■ EXERCISE PROMPT
Look through the listing for the word "think". Copy each line that has it.
[RECORDED INFORMATION — start]
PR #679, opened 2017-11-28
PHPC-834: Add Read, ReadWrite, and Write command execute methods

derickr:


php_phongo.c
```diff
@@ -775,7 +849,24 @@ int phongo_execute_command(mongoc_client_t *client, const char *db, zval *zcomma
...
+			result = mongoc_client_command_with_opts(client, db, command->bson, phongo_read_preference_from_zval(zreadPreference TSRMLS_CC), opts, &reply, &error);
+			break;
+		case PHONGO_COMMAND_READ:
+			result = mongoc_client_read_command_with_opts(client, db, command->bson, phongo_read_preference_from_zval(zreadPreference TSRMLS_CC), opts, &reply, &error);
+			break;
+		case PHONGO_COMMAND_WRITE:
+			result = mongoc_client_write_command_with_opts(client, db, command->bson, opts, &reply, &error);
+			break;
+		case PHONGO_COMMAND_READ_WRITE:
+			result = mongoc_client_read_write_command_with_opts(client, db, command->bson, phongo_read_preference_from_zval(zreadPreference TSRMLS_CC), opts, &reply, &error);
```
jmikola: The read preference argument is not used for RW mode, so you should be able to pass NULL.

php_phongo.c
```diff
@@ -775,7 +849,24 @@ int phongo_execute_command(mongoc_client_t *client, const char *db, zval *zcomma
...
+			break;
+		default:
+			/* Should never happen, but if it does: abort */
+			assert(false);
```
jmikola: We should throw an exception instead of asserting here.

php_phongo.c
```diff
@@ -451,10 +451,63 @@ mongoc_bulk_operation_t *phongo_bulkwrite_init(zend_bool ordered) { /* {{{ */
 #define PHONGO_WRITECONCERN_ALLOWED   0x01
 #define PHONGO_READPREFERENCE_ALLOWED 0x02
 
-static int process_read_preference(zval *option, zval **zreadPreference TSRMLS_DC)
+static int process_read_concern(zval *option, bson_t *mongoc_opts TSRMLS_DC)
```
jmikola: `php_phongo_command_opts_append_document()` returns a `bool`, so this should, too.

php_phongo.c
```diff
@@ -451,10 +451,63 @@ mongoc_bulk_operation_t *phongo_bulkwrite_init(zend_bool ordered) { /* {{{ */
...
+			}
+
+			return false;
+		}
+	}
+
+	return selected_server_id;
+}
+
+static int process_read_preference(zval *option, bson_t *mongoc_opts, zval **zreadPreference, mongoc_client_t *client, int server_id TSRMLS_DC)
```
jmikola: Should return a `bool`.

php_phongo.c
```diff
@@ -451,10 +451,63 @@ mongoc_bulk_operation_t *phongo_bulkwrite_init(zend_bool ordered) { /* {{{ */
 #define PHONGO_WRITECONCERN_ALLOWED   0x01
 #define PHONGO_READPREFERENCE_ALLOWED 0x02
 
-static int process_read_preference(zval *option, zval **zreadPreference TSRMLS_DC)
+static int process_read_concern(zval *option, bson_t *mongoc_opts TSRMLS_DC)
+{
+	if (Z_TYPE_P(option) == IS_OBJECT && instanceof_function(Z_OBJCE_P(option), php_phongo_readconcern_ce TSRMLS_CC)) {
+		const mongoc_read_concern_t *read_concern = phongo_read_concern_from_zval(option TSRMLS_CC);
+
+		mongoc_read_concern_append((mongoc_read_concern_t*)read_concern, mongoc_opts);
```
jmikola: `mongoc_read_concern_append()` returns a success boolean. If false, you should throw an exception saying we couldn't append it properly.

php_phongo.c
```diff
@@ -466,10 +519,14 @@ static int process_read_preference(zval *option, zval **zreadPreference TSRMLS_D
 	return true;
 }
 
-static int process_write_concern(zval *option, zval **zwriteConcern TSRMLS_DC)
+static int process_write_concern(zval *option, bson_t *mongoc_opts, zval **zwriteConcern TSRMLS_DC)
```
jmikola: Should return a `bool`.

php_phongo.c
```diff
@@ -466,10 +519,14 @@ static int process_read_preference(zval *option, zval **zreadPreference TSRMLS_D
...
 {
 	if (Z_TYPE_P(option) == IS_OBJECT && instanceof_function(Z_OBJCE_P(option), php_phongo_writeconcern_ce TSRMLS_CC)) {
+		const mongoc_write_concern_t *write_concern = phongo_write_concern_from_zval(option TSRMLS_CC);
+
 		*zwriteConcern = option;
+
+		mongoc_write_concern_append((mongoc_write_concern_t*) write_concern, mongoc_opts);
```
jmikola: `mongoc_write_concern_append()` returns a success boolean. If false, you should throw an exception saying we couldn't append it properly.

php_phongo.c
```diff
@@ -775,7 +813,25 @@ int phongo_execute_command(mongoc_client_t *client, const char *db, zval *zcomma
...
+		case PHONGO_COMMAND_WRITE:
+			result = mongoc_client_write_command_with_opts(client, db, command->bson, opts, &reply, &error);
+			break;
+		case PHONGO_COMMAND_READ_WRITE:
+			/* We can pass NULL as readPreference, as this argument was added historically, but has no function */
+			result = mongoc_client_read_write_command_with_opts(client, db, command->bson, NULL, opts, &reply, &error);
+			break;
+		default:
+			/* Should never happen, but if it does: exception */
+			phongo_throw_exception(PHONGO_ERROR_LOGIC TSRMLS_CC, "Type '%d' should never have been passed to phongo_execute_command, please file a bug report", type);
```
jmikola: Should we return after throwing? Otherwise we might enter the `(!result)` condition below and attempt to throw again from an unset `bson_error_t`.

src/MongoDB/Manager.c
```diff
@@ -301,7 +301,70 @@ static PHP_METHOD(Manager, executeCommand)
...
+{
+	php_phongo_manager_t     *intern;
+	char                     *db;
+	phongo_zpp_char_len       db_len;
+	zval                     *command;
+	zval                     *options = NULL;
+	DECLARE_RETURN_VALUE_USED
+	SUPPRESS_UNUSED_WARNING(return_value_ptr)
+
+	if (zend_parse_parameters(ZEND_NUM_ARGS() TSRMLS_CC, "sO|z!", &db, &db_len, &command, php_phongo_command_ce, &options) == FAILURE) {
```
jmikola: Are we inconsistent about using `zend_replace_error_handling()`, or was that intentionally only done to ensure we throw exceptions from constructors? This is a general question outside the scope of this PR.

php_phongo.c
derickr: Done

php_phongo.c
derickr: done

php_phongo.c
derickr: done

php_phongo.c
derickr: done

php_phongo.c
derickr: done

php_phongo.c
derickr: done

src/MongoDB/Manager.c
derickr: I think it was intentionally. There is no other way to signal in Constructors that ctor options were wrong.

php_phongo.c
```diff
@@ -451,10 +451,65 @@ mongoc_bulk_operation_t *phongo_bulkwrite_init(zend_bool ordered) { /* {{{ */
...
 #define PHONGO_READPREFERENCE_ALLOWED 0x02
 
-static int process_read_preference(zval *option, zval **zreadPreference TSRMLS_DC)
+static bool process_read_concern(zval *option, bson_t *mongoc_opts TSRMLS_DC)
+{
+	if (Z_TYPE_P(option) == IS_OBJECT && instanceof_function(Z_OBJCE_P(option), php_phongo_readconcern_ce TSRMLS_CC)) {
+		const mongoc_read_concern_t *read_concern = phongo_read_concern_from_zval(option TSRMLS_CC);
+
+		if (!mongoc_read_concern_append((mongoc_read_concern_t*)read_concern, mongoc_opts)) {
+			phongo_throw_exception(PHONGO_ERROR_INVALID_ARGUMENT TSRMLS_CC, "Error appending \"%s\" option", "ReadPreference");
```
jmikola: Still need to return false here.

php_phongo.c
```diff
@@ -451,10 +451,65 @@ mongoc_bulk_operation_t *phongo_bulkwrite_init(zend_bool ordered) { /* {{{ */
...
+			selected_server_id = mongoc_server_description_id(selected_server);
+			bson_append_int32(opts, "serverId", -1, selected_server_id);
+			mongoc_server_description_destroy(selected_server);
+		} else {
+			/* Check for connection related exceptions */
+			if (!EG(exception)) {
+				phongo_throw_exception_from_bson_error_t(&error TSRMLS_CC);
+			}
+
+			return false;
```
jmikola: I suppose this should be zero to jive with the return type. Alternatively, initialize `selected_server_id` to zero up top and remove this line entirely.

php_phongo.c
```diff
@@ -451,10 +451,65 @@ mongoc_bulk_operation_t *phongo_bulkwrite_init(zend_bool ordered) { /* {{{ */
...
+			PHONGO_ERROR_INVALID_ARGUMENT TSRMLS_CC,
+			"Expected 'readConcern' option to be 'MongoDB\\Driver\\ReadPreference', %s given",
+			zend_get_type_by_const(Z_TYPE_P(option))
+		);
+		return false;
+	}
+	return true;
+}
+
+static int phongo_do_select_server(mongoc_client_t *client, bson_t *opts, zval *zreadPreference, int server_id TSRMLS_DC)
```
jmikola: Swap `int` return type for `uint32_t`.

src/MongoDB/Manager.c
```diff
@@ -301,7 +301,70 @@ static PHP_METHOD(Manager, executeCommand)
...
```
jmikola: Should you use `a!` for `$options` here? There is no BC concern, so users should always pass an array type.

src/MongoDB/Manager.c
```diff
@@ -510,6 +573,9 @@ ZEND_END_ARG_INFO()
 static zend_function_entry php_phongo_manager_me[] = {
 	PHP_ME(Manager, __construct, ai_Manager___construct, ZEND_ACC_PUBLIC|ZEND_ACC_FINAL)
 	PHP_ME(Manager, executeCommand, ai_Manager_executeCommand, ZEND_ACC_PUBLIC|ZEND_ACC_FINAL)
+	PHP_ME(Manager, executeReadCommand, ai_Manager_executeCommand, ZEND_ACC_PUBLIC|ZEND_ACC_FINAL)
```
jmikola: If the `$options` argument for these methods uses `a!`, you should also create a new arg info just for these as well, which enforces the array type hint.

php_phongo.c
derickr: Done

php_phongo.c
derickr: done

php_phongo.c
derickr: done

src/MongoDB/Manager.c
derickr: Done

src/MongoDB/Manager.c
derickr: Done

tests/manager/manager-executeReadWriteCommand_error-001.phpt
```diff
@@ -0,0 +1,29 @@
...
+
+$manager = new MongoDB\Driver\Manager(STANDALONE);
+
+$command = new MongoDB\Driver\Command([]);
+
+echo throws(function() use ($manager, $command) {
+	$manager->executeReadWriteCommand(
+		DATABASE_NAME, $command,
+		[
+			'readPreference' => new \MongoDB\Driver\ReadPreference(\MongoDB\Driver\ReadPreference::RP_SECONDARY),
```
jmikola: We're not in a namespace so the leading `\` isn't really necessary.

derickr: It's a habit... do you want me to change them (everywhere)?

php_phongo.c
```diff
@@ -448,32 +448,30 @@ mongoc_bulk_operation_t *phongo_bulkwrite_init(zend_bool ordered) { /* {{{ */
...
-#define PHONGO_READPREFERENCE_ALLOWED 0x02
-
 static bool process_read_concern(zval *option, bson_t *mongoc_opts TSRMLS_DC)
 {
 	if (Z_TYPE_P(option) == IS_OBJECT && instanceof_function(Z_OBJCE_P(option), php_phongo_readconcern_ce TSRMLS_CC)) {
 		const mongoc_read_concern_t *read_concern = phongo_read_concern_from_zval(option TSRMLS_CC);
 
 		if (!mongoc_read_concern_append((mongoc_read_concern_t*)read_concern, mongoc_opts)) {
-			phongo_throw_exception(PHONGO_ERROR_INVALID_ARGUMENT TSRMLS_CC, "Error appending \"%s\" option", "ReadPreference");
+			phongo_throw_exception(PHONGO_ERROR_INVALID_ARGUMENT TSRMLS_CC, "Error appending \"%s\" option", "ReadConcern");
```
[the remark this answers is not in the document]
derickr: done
[RECORDED INFORMATION — finish]
[RECORDED INFORMATION — start]
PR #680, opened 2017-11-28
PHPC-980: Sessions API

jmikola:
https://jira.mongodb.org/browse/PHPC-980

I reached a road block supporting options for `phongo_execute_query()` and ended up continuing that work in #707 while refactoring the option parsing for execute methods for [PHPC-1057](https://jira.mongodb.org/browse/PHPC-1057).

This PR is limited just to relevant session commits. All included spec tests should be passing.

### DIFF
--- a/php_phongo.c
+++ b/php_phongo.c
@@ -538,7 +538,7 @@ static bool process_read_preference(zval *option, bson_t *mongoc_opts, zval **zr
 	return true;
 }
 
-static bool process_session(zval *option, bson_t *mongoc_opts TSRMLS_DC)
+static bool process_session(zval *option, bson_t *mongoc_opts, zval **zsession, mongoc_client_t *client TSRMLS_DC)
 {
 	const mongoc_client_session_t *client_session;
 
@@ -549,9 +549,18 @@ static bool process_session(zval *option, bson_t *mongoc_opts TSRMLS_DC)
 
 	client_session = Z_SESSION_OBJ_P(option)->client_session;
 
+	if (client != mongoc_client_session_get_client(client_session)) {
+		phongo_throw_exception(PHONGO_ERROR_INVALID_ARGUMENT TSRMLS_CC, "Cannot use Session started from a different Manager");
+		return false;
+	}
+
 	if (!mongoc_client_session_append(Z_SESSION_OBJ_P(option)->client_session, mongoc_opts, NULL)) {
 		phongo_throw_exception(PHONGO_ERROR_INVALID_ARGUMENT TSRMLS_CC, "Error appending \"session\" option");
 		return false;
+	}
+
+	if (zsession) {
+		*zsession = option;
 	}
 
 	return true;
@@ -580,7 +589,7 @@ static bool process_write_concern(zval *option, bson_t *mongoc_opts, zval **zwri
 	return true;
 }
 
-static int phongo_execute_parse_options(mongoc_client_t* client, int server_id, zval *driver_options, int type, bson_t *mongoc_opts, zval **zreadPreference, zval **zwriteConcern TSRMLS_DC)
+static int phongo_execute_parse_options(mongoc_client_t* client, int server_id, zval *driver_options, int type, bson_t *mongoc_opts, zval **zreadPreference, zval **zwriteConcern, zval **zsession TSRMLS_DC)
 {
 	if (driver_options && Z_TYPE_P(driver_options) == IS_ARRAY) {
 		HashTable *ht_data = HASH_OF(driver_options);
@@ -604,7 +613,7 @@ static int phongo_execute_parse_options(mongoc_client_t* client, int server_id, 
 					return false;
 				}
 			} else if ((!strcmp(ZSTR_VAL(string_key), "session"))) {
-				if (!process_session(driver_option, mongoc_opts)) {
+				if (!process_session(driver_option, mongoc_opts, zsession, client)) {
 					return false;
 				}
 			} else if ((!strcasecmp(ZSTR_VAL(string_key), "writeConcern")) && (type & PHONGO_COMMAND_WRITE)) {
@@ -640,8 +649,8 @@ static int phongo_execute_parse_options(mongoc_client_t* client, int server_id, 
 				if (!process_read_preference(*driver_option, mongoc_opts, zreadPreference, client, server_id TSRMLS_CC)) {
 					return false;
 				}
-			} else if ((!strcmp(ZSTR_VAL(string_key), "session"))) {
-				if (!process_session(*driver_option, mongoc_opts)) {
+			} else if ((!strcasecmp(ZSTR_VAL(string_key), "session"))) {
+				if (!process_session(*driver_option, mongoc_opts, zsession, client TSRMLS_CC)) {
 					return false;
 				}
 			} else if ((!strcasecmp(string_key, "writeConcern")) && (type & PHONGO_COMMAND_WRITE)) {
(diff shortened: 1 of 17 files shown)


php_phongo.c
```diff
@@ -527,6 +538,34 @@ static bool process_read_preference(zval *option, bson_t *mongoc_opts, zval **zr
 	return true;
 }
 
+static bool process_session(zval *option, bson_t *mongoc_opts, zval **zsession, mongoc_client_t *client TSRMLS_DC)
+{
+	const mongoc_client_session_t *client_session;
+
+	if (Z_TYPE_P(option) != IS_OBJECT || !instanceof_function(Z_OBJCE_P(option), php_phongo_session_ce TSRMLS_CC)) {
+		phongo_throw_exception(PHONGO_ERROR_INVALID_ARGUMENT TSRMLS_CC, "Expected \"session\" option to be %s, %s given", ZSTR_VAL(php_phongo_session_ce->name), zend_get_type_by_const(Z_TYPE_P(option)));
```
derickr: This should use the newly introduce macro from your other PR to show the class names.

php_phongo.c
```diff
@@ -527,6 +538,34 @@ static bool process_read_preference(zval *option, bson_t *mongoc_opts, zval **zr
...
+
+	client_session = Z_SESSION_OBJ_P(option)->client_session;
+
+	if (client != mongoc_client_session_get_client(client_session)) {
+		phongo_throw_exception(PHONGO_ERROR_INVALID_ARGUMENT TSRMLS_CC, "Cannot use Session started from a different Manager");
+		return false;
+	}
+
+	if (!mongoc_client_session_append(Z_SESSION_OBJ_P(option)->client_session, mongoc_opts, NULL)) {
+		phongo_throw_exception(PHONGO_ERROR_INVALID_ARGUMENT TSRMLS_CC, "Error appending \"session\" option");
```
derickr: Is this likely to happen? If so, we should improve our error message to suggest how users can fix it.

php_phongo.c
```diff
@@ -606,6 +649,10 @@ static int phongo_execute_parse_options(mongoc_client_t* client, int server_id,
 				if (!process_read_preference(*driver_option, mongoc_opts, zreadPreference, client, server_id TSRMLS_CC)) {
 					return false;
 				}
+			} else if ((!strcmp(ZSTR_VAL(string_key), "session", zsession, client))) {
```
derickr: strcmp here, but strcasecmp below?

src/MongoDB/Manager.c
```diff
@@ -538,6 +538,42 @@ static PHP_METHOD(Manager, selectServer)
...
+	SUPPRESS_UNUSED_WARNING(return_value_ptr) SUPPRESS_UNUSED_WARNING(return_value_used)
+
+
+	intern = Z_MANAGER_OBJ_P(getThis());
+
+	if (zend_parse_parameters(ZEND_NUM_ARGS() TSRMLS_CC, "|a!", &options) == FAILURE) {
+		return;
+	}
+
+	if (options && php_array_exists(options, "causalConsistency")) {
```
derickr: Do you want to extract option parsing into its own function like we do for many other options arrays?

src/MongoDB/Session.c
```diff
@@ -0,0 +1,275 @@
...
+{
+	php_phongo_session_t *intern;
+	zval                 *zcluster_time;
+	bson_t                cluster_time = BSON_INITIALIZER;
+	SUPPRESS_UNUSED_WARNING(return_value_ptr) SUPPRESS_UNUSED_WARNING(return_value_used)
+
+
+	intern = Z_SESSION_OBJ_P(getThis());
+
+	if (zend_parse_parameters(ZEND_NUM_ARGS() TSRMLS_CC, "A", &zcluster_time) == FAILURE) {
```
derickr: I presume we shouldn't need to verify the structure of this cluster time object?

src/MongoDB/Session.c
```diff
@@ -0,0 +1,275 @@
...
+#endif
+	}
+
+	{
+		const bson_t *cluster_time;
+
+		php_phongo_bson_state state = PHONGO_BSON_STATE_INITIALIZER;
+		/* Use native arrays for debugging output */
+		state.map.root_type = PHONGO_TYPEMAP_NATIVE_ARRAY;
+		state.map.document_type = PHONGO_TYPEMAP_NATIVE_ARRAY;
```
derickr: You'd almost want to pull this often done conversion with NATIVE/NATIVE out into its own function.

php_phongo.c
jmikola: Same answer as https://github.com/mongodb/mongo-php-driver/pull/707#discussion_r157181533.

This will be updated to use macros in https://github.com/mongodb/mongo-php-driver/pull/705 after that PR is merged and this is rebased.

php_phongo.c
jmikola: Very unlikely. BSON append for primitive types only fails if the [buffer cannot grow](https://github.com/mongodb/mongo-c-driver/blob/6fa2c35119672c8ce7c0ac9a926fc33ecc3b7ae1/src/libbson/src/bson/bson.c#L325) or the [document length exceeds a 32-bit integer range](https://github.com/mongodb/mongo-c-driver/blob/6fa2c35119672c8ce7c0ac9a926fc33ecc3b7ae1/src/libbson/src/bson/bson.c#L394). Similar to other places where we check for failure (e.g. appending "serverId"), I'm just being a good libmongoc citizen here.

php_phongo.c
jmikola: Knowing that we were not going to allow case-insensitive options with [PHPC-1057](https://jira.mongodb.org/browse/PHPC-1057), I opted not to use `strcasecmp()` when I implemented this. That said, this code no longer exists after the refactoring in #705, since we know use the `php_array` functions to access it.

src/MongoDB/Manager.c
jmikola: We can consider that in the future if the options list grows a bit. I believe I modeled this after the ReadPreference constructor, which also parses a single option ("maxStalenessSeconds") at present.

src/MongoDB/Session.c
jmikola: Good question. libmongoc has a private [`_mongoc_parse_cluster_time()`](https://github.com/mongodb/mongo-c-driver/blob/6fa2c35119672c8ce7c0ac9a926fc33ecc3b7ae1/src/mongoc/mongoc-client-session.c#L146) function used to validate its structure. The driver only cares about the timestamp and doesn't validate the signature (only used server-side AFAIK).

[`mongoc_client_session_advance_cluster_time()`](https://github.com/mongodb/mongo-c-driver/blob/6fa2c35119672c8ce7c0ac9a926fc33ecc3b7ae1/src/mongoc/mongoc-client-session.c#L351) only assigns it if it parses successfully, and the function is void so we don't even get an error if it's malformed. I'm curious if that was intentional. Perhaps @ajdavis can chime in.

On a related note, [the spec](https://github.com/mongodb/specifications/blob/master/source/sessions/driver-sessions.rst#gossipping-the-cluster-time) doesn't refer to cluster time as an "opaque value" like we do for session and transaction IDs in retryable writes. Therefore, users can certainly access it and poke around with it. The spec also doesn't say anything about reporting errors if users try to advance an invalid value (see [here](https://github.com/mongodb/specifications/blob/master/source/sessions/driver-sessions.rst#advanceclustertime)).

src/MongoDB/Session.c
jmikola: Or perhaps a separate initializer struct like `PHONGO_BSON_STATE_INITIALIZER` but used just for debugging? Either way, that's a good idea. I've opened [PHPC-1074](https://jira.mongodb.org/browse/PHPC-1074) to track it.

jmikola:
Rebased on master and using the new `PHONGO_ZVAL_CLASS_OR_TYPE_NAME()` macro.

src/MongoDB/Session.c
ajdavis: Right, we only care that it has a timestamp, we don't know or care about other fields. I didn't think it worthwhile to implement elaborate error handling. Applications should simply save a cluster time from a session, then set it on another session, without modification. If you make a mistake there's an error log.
[RECORDED INFORMATION — finish]
[RECORDED INFORMATION — start]
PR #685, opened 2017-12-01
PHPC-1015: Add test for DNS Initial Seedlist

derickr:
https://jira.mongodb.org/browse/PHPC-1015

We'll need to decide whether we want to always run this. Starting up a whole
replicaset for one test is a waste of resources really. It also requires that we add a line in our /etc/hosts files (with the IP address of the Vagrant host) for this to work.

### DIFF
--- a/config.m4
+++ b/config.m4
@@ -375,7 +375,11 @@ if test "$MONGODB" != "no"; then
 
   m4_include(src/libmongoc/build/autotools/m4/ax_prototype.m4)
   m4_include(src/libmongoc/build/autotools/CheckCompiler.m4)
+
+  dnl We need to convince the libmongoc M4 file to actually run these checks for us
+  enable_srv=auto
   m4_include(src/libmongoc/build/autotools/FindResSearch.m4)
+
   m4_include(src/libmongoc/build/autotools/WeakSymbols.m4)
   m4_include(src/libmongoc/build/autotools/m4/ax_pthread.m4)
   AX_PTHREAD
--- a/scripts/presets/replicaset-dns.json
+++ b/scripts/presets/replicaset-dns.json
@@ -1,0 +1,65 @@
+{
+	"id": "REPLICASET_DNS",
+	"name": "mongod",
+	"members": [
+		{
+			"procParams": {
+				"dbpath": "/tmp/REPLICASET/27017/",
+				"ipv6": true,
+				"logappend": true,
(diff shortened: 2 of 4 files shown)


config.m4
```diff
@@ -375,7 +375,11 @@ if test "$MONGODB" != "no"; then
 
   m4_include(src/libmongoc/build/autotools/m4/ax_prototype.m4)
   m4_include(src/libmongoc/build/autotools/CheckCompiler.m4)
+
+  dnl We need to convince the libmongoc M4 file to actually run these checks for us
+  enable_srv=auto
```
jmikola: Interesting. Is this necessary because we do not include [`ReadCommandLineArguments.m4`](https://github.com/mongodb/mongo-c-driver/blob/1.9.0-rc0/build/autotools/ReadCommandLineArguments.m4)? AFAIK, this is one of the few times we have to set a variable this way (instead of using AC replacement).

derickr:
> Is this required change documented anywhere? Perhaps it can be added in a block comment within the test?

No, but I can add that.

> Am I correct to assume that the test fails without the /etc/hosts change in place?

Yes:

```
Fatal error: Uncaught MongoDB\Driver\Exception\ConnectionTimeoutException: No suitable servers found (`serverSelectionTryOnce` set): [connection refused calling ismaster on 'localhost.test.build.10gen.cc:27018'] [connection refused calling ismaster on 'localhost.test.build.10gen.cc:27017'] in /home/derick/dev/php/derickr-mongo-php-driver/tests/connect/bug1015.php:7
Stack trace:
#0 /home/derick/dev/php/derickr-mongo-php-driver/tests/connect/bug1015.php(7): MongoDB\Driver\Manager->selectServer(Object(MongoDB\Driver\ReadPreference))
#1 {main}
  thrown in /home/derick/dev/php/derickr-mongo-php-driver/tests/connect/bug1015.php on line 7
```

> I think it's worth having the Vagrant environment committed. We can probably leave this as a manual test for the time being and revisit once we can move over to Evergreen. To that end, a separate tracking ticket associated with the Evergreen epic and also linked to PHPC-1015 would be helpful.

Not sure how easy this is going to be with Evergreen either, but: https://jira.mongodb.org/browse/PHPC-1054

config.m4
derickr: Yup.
[RECORDED INFORMATION — finish]
■ RESPONSE
derickr: I think it was intentionally. There is no other way to signal in Constructors that ctor options were wrong.
ajdavis: Right, we only care that it has a timestamp, we don't know or care about other fields. I didn't think it worthwhile to implement elaborate error handling. Applications should simply save a cluster time from a session, then set it on another session, without modification. If you make a mistake there's an error log.
> I think it's worth having the Vagrant environment committed. We can probably leave this as a manual test for the time being and revisit once we can move over to Evergreen. To that end, a separate tracking ticket associated with the Evergreen epic and also linked to PHPC-1015 would be helpful.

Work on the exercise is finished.